A7A5 is connected to exchanges Grinex and Meer, both of which handled billions of dollars in transactions before being sanctioned by the United States and the European Union.
Chainalysis also identified an “A7A5 Instant Swapper” service, which allows users to convert the ruble-backed token into widely used dollar-pegged stablecoins while requiring minimal or no know-your-customer (KYC) verification. The service has already processed more than $2.2 billion, enabling sanctioned entities to move funds into the broader cryptocurrency ecosystem.

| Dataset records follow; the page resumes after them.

PR #6487, opened 2023-02-09
Update EIP-1: locally disable MD046 footnote demo

xinbenlv:
A follow up for 

> We should turn off that error. I think it's the only way to get a code block to appear inside the footnote list.

_Originally posted by @SamWilsn in https://github.com/ethereum/EIPs/issues/6477#issuecomment-1424617429_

Oleg Ogienko, director for regulatory and overseas affairs at A7A5, dismissed the allegations, telling CoinDesk that the claims were politically motivated. He said the platform provides payment infrastructure for Russian export and import operations and operates in compliance with regulations in Russia, Kyrgyzstan, and other partner countries. Ogienko also stated that the project follows strict KYC and anti-money laundering (AML) procedures and noted that the stablecoin has not been referenced in Financial Action Task Force (FATF) reports.
The Chainalysis study also highlights the growing use of cryptocurrency by Iran. Addresses linked to the Islamic Revolutionary Guard Corps (IRGC)—which is designated as a terrorist organization by the United States and several other jurisdictions—accounted for more than half of the value received by Iranian crypto services by late 2025. The transactions totaled more than $3 billion and were associated with regional proxy financing, oil trading, and procurement networks.
Meanwhile, North Korea remained the most active cybercrime actor in the crypto sector, stealing more than $2 billion in digital assets in 2025. The figure includes $1.5 billion taken during the Bybit exchange hack, which Chainalysis described as the largest cryptocurrency theft ever recorded.
The report also underscores a broader transformation in crypto crime patterns. Stablecoins now represent roughly 84% of all illicit crypto transaction volume, reflecting the increasing reliance of sanctioned actors on liquid, dollar-pegged digital assets to transfer funds quickly and discreetly across international borders.